As you've said, it is a crude hack; and the caveat is that I have to explicitly specify " -ar 44100 -ac 2" as (output) options in my ffmpeg command

Actually, what I meant about crude hack is the way the patch was implemented (by just force-overriding a few branches in the code). Whether it detects it as mono or stereo is a different issue.

The fact that fdk-aac seems to default to mono in these cases and later switches isn't so much of a hack, as to a design decision within fdk-aac I would guess. With HE-AACv2 (aka parametric stereo) it isn't always too easy to determinate whether a stream is mono or stereo. In this case, fdk-aac seems to notice only after a few packets (I don't know the internals well enough to judge whether this is as good as it gets or if it could be done sooner, but I assume it would be done sooner if it was possible).

libavcodec's AAC decoder on the other hand does the opposite decision; if unsure, it decodes to stereo. (This behaviour was added when that decoder got support for HE-AACv2.) If you feed it a mono HE-AACv1 stream, it will actually be decoded as stereo - probably for the same reason, that instead of switching after a few frames (after realizing it changed), it prefers decoding to stereo if there's any chance that it will be HE-AACv2. (Some users tend to report this as a bug in fdk-aac, but it isn't, it's a design decision within the libavcodec decoder, and other decoders would behave differently.)

(After taking another look at that, it does seem that fdk-aac also decodes mono HE-AACv1 as stereo directly from the start, so I'm not quite sure exactly what is going on with these BBC streams. Suffice to say that for some reason it doesn't know it's stereo until a few frames down, while libavcodec's internal decoder goes to stereo directly from the start.)

I just (naively) thought that since the libfdk_aac encoder is superior by far to the native aac encoder, the same would apply to the decoder part of the library...

Well, it depends. For decoders, "quality" is less of an issue if you compare two different decoders that both support a certain spec (and decode accordingly) - the only things that matter then is performance and how well it is integrated into a certain environment. For fdk-aac, it did support a number of features that libavcodec's AAC decoder didn't support initially (like AAC-LD and AAC-ELD), but libavcodec's internal decoder has caught up with most of these features now. So unless you're trying to decode some uncommon standard version that fdk-aac supports better, you're probably better off using libavcodec's internal decoder.
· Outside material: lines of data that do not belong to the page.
PR #1534, opened 2024-10-11
Fixed the issue where Linux could not handle multiple devices.

a83912a:
* Fixed the issue where Linux could not handle multiple devices.
* Windows devices are currently unable to support multiple devices (this will be fixed libvatek in the next version update).

### DIFF
--- a/src/libtsduck/vatek/tsVatekControl.cpp
+++ b/src/libtsduck/vatek/tsVatekControl.cpp
@@ -35,7 +35,7 @@ ts::VatekControl::VatekControl(int argc, char *argv[]) :
     analyze(argc, argv);
 
     const bool all = present(u"all");
-    getIntValue(_dev_index, u"", all ? -1 : 0);
+    getIntValue(_dev_index, u"", all ? -100 : 0);
     if (all && _dev_index >= 0) {
         error(u"specifying a device index and --all are mutually exclusive");
     }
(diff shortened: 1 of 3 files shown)


lelegard:
@a83912a, this does not work. The call to `vatek_device_list_enum_multiple` should be conditioned to `#if VATEK_VERSION >= ...`. You can see in the log that the macOS builds fail. The latest libvatek version in Homebrew is still 3.10 and the compilation fails.

See all my comment here: https://github.com/VisionAdvanceTechnologyInc/vatek_sdk_2/issues/9#issuecomment-2407244457

The build of applications (such as TSDuck) is broken on Windows.

Please revert asap the latest release to 3.10. It the autobump job of Homebrew runs before that, it will grab your 3.12 version and propagate the problems on all macOS systems.

Please perform more thorough testing on all platforms before publishing a release. This means build a small application using libvatek (no need to build the TSDuck beast) on all operating systems.

lelegard:
I suggest that you add your own CI job in repository VisionAdvanceTechnologyInc/vatek_sdk_2, just like TSDuck does.

The CI job should run on Linux, Windows, macOS:
- Build libvatek
- Install libvatek
- Build a small application which only calls `vatek_device_list_enum` and/or `vatek_device_list_enum_multiple` (no VATek device is expected on the CI runner system). See [example from Homebrew formula](https://github.com/Homebrew/homebrew-core/blob/83aff977ba2b18330a0ca177feb3ded4f43392ae/Formula/lib/libvatek.rb#L30).
- Run that small application and check that no error is reported.

With that kind of job, all tests are run everywhere each time you push a commit. If you develop and test on platform A but your modifications create a problem on platform B, you can see it right after the push. This is the way TSDuck works and this is invaluable. It regularly happens that something I develop on macOS fails on Windows or (more rarely) on Linux. I am notified within minutes that something is wrong with the latest commits.

lelegard:
Closed. New PR expected with a more stable libvatek (see https://github.com/VisionAdvanceTechnologyInc/vatek_sdk_2/issues/9#issuecomment-2408622735)

PR #1548, opened 2024-11-14
Updates related to NGA component_descriptors

paulhiggs:
Adding component_descriptor values for DTS-UHD
Add parsing of NGA component_descriptor tag values
Fix formatting to avoid line wrapping


lelegard:
Thank you Paul

Issue #1549, opened 2024-11-16
[BUG] Buiild failure with v3.39-3956


daeho-ro:
#### Bug description:
During build, we got an error,
```
  ==> gmake NOGITHUB=1 NOTEST=1
  /private/tmp/tsduck-20241116-13602-zpsojw/tsduck-3.39-3956/scripts/make-config.sh: line 406: unexpected argument `]]' to conditional unary operator
  /private/tmp/tsduck-20241116-13602-zpsojw/tsduck-3.39-3956/scripts/make-config.sh: line 406: syntax error near `;'
  /private/tmp/tsduck-20241116-13602-zpsojw/tsduck-3.39-3956/scripts/make-config.sh: line 406: `if [[ -z$CROSS$CROSS_TARGET ]]; then'
  bash: /git-hook-update.py: No such file or directory
  gmake: *** [Makefile:106: git-hooks] Error 127
```
and suspected line here,
- https://github.com/tsduck/tsduck/blob/a18add90bf2e34ce1ff54ba357fc0ae88721368c/scripts/make-config.sh#L406

#### How to reproduce:
Download source, run command that is all I guess.
```
gmake NOGITHUB=1 NOTEST=1
```

#### Expected behavior:
Should build without error

#### Errors and logs:
As uploaded above
~~~
[be sure to surround verbatim log lines with "~~~" lines]
~~~

#### Environment:
 - OS: macOS
 - OS version: 14.7 arm64
 - TSDuck full version: 3.39-3956 maybe
 - Installation type: own build

PR #1550, opened 2024-11-16
fix syntax issue in make-config.sh

chenrui333:
#### Related issue (if any):

fixes https://github.com/tsduck/tsduck/issues/1549

relates to https://github.com/Homebrew/homebrew-core/pull/197908


lelegard:
Thank you.

Unique behaviour when building in a Homebrew environment. See my comment here: https://github.com/Homebrew/homebrew-core/pull/197908#issuecomment-2480631264

chenrui333:
Thanks @lelegard!

PR #1559, opened 2024-12-01
Updates for timing and HRD descriptors

paulhiggs:
Consistently handled MPEG defined timing and HRD descriptors for AVC, HEVC, EVC and VVC.
In the descriptor definitions in ISO/IEC 13818-1, the **90kHz_flag** indicates indicates that the frequency of the time base is 90 kHz. The **N** and **K** values are used to define the time scale for other frequencies.


lelegard:
Much more clear. Thank you.

PR #1562, opened 2024-12-16
HDR Vivid descriptor and AVS2 audio descriptor are only in MPEG context (no DVB PDS)

paulhiggs:
Also, build registration ids from 'readable' values.


lelegard:
Good idea this `MakeREGID`.

PR #1572, opened 2025-01-06
be more like c++ strings with starts_with and ends_with

paulhiggs:
c++ 20 defines [`starts_with`](https://en.cppreference.com/w/cpp/string/basic_string/starts_with) and [`ends_with`](https://en.cppreference.com/w/cpp/string/basic_string/ends_with) so use these with UString for consistent readability.

### DIFF
--- a/sample/sample-java/.project
+++ b/sample/sample-java/.project
@@ -1,17 +1,28 @@
 <?xml version="1.0" encoding="UTF-8"?>
 <projectDescription>
-  <name>sample-java</name>
-  <comment></comment>
-  <projects>
-  </projects>
-  <buildSpec>
-    <buildCommand>
-      <name>org.eclipse.jdt.core.javabuilder</name>
-      <arguments>
-      </arguments>
-    </buildCommand>
-  </buildSpec>
-  <natures>
-    <nature>org.eclipse.jdt.core.javanature</nature>
-  </natures>
+	<name>sample-java</name>
+	<comment></comment>
+	<projects>
+	</projects>
+	<buildSpec>
+		<buildCommand>
+			<name>org.eclipse.jdt.core.javabuilder</name>
+			<arguments>
+			</arguments>
+		</buildCommand>
+	</buildSpec>
+	<natures>
+		<nature>org.eclipse.jdt.core.javanature</nature>
+	</natures>
+	<filteredResources>
+		<filter>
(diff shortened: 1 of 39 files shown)


paulhiggs:
Generally, overloading functions with non-ambiquous arguments is an improving nature of modern languages and removing the human decision on whether to call starts_with or startsWith seems like a good thing. Ideally, if UString::starts_with is called with default arguments, the rhe result of string::starts_with should be returned. Only is "UString enhanced" functions are needed should the specific behaviour be coded.

My PR doesn't have all that - but could do..

paulhiggs:
There may be a bounds issue with UString::startsWith and UString::endsWith if the length of the prefix/suffix is greater than the string being evaluated, i.e. `UString("paul").startsWith(u"thierry")` would likly crash as the range check is performed using the length of the argument to evaluate

lelegard:
Alright. In that case, we should provide these to be a strict superset:
~~~
bool startsWith(const std::u16string_view& prefix, CaseSensitivity cs = CASE_SENSITIVE, bool skip_spaces = false, size_type start = 0) const;
bool startsWith(UChar prefix, CaseSensitivity cs = CASE_SENSITIVE, bool skip_spaces = false, size_type start = 0) const;
bool startsWith(const UChar* prefix, CaseSensitivity cs = CASE_SENSITIVE, bool skip_spaces = false, size_type start = 0) const;

bool endsWith(const std::u16string_view& suffix, CaseSensitivity cs = CASE_SENSITIVE, bool skip_spaces = false, size_type end = NPOS) const;
bool endsWith(UChar suffix, CaseSensitivity cs = CASE_SENSITIVE, bool skip_spaces = false, size_type end = NPOS) const;
bool endsWith(const UChar* suffix, CaseSensitivity cs = CASE_SENSITIVE, bool skip_spaces = false, size_type end = NPOS) const;
~~~

lelegard:
Paul, for some reason, in one of your commits, the files `.project` were overwritten in at least two java directories. They were reformatted and contain lines such as this:
~~~
<arguments>node_modules|\.git|__CREATED_BY_JAVA_LANGUAGE_SERVER__</arguments>
~~~
Some Visual Studio configurations on your side maybe? Or another processing tool?

These files are used by Eclipse when working on the Java files and should not change.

Vangelis66 commented 9 years ago

what I meant about crude hack is the way the patch was implemented (by just force-overriding a few branches in the code). Whether it detects it as mono or stereo is a different issue.

Extremely thankful Martin for your additional comments and explanation; I'll leave it up to you to close this issue, in case in the future you come up with a "less crude hack" (AFAIAC, your patch solved my problem...)! Kind regards, Vangelis

gmittal42 commented 9 years ago

Hi Martin, I faced the same issue and tried to solve it before finding this post. I found that the main issue seemed to be that a SBR parsing error was being ignored because fIsFillElement was set to 1 in a call to CAacDecoder_ExtPayloadParse. Since ffmpeg relies on the first few frames being decoded correctly in order to construct the stream info, would it be appropriate to not ignore the error even though, as the comment in the code suggests, decoding can proceed without error?